We can now derivatives of both sides with respect to N, ignoring the fact that N is a discrete variable. For the left hand side, writing f = N!, we have

\begin{aligned}\frac{d \ln f }{dN} = \frac{1}{{f}} \frac{d f}{dN}.\end{aligned} \hspace{\stretch{1}}(1.2.3)

Now for the right hand side

\begin{aligned}\frac{d}{dN} \sum_{k = 0}^{N-1} \ln( N - k ) = \sum_{k = 0}^{N-1} \frac{1}{{ N - k }}\approx\int_{0}^{N-1} \frac{dk}{ N - k }= \int_{N}^{1} \frac{-du}{ u }= \ln N - \ln 1 = \ln N\end{aligned} \hspace{\stretch{1}}(1.2.4)

Merging 1.2.3 and 1.2.4 into two differentials, and integrating we have

\begin{aligned}\frac{df}{f} \approx \ln N dN.\end{aligned} \hspace{\stretch{1}}(1.2.5)

Observing that

\begin{aligned}(x \ln x -x)' = x \frac{1}{{x}} + \ln x - 1 = \ln x,\end{aligned} \hspace{\stretch{1}}(1.2.6)

we have

\begin{aligned}\ln N! \approx N \ln N - N + C.\end{aligned} \hspace{\stretch{1}}(1.2.7)

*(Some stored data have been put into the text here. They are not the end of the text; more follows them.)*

PR #759, opened 2017-04-06
Gallery captions

### LINKED ISSUE #728: Inline image gallery: designing for longer captions
img_0382
img_0381

This appears on mobile (iPhone 5 SE). I checked the article in WP for any extra spacing but didn't see any.

gestchild:

Fixes #728

## What does it look like?

more

## For interface components

### DIFF
--- a/client/js/app.js
+++ b/client/js/app.js
@@ -61,6 +61,10 @@ const init = () => {
     makeSticky(stickyEls, store$);
   }
 
+  if (galleryCaptions) {
+    truncateText(galleryCaptions);
+  }
+
   nodeList(galleries).forEach((gallery) => {
     contentSlider(gallery, {
       slideSelector: '.image-gallery__item',
@@ -68,10 +72,6 @@ const init = () => {
       sliderType: 'gallery'
     });
   });
-
-  if (galleryCaptions) {
-    truncateText(galleryCaptions);
-  }
 };
 
 function initWithRaven() {
--- a/client/js/app.js
+++ b/client/js/app.js
@@ -15,7 +15,6 @@ import makeSticky from './components/make-sticky.js';
 import instagram from './components/instagram';
 import asynContent from './components/async-content';
 import contentSlider from './components/content-slider';
-import truncateText from './components/truncate-text';
 
 const init = () => {
   nodeList(document.querySelectorAll('.async-content')).forEach((el) => {
@@ -59,10 +58,6 @@ const init = () => {
 
   if (stickyEls) {
     makeSticky(stickyEls, store$);
-  }
-
-  if (galleryCaptions) {
-    truncateText(galleryCaptions);
   }
 
   nodeList(galleries).forEach((gallery) => {
--- a/client/js/app.js
+++ b/client/js/app.js
@@ -15,6 +15,7 @@ import makeSticky from './components/make-sticky.js';
 import instagram from './components/instagram';
 import asynContent from './components/async-content';
 import contentSlider from './components/content-slider';
+import truncateText from './components/truncate-text';
 
 const init = () => {
   nodeList(document.querySelectorAll('.async-content')).forEach((el) => {
@@ -32,6 +33,7 @@ const init = () => {
   const overlappingEls = document.querySelectorAll('.js-sticky, .js-full-width');
   const stickyEls = document.querySelectorAll('.js-sticky');
   const galleries = document.querySelectorAll('.js-image-gallery');
+  const galleryCaptions = document.querySelectorAll('.js-image-gallery .captioned-image__caption-text');
 
   nodeList(wobblyEdgeEls).forEach((el) => wobblyEdge(el));
 
@@ -66,6 +68,10 @@ const init = () => {
       sliderType: 'gallery'
     });
   });
+
+  if (galleryCaptions) {
+    truncateText(galleryCaptions);
+  }
 };
 
 function initWithRaven() {
--- a/client/js/app.js
+++ b/client/js/app.js
@@ -32,7 +32,6 @@ const init = () => {
   const overlappingEls = document.querySelectorAll('.js-sticky, .js-full-width');
   const stickyEls = document.querySelectorAll('.js-sticky');
   const galleries = document.querySelectorAll('.js-image-gallery');
-  const galleryCaptions = document.querySelectorAll('.js-image-gallery .captioned-image__caption-text');
 
   nodeList(wobblyEdgeEls).forEach((el) => wobblyEdge(el));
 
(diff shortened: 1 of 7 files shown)


client/js/app.js
```diff
@@ -59,6 +61,10 @@ const init = () => {
     makeSticky(stickyEls, store$);
   }
 
+  if (galleryCaptions) {
+    truncateText(galleryCaptions);
```
jamesgorrie: Why not have the `truncateText` only aware of 1 element?
e.g. `document.querySelectorAll('.js-image-gallery .captioned-image__caption-text').forEach(truncateText);`?

client/js/components/truncate-text.js
```diff
@@ -0,0 +1,51 @@
...
+  nodeList(elements).forEach(function(text) {
+    const truncateControl = document.createElement('button');
+    const toggleText = function(control, element, className) {
+      element.classList.toggle(className);
+      if (element.classList.contains(className)) {
+        control.innerHTML = moreText;
+      } else {
+        control.innerHTML = lessText;
+      }
+    };
```
jamesgorrie: can we please think about adding fastDOM - we are thrashing it like crazy now.

jamesgorrie: Happy for this in another PR though.

client/js/components/truncate-text.js
```diff
@@ -0,0 +1,51 @@
...
+    text.parentNode.insertBefore(truncateControl, text.nextSibling);
+    text.classList.add(truncateClass);
+    truncateControl.addEventListener('click', function(e) { toggleText(e.target, text, truncateClass); });
+  });
+
+  const truncate = function(els) {
+    nodeList(els).forEach(function(e) {
+      e.classList.add(truncateClass);
+      const textControl = e.nextSibling;
+      textControl.setAttribute('tabindex', -1); // This is ok as long as these are only used in galleries, as that will change the tabindex of elements in visible items
```
jamesgorrie: > as these are only used in galleries

Why abstract it into a reusable method?

client/js/components/truncate-text.js
```diff
@@ -0,0 +1,51 @@
...
+          control.style.display = 'block';
+        } else {
+          control.style.display = 'none';
+        }
+      };
+      showHideControl(e, textControl);
+    });
+  };
+
+  const windowResizes$ = xstream.merge(onWindowOrientationChange$, onWindowResizeDebounce$).startWith(null);
```
jamesgorrie: I can't see why we would need to run this on window change?
And if we are, we are going to be adding loads of event listeners to the `truncateControl `.

client/scss/components/_captioned_image.scss
```diff
@@ -85,10 +86,45 @@
...
+  white-space: nowrap;
+  overflow: hidden;
+  text-overflow: ellipsis;
+}
+
+.captioned-image__truncate-control {
+  background: none;
+  color: color('charcoal');
+  border: 0;
+  padding: $v-spacing-unit 0;
```
jamesgorrie: Why not use the spacing filter?

client/js/components/truncate-text.js
```diff
@@ -0,0 +1,51 @@
...
+    truncateControl.addEventListener('click', function(e) { toggleText(e.target, text, truncateClass); });
+  });
+
+  const truncate = function(els) {
+    nodeList(els).forEach(function(e) {
+      e.classList.add(truncateClass);
+      const textControl = e.nextSibling;
+      textControl.setAttribute('tabindex', -1); // This is ok as long as these are only used in galleries, as that will change the tabindex of elements in visible items
+      textControl.innerHTML = moreText;
+      const isEllipsisActive = e => (e.offsetWidth < e.scrollWidth);
```
jamesgorrie: A lot of functions like this and `toggleText` have been nicely encapsulated, so probably don't need to be defined each element or on resize to save memory.

jamesgorrie:
Sorry to really stick my oar in here, but I was wondering if we could make the actual component reactive.

e.g.
```JS 
// state of the component
if (hasBeenEllipsified(el)) {
  // add and get truncateControl
  const truncated$ = fromEvent(truncateControl, 'click').map(truncated => !truncated).startWith(true);

  truncated.subscribe({
    next: (truncated) => {
      // side effects
      if (truncated) { /* open the box */ }
      else { /* close the box */ }
    }
  });
}
```

That way `truncated$` can be tested, and we just respond to it.

gestchild:
Have updated the component as per comments, including removing listening to window resize (we can see if this becomes an issue and needs to go back in).

client/js/components/truncate-text.js
```diff
@@ -0,0 +1,44 @@
...
+    control.setAttribute('tabindex', -1);
+    return control;
+  };
+  const truncateControl = createControl();
+
+  caption.classList.add(truncateClass);
+
+  if (hasBeenEllipsified(caption)) {
+    caption.parentNode.insertBefore(truncateControl, caption.nextSibling);
+    const truncated$ = fromEvent(truncateControl, 'click').fold((isClosed) => !isClosed, false);
```
jamesgorrie: Why fold as we never really have an accumulator?
Would `.map(isClose => !isClosed).startWith(false)` work?

Semantics, as I assume this will still work, but might be confusing when we come back to it as to why we chose fold.

client/js/components/truncate-text.js
```diff
@@ -0,0 +1,44 @@
+import fromEvent from 'xstream/extra/fromEvent';
+
+const truncateText = (caption) => {
+  const truncateClass = 'captioned-image__caption-text--truncate';
+  const moreText = '+ More';
+  const lessText = '- Less';
+  const toggleTruncate = function(isTruncated, control, className) {
```
jamesgorrie: Could this be pulled out as a function so as not to be created everytime and save memory?

client/js/components/truncate-text.js
```diff
@@ -0,0 +1,44 @@
...
+  };
+  const hasBeenEllipsified = (e) => {
+    return (e.scrollWidth > e.offsetWidth);
+  };
+  const createControl = (controlledElement) => {
+    const control = document.createElement('button');
+    control.className = 'captioned-image__truncate-control';
+    control.innerHTML = moreText;
+    control.setAttribute('tabindex', -1);
+    return control;
```
jamesgorrie: This could be abstracted out similarly `toggleTruncate`.

client/js/components/truncate-text.js
```diff
@@ -0,0 +1,45 @@
...
+      textElement.classList.remove(className);
+    } else {
+      control.innerHTML = moreText;
+      textElement.classList.add(className);
+    }
+  };
+  const hasBeenEllipsified = (e) => {
+    return (e.scrollWidth > e.offsetWidth);
+  };
+  const createControl = (controlledElement) => {
```
jamesgorrie: This argument isn't needed?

Even though we are interested in large N, we note that with N = 1 we have

\begin{aligned}0 = -1 + C,\end{aligned} \hspace{\stretch{1}}(1.2.8)

but this is small compared to N for large N, so we have

\begin{aligned}\boxed{\ln N! \approx \ln N^N - N}\end{aligned} \hspace{\stretch{1}}(1.2.9)

Expontiating, this is

\begin{aligned}\boxed{N! \approx N^N e^{-N}}.\end{aligned} \hspace{\stretch{1}}(1.2.10)

I think that our Professor’s point at the time was that when we only care about the logarithm of N! we can get away with 1.2.9, and can avoid the complexity and care required to do a proper Stirling’s approximation.


[1] C. Kittel and H. Kroemer. Thermal physics. WH Freeman, 1980.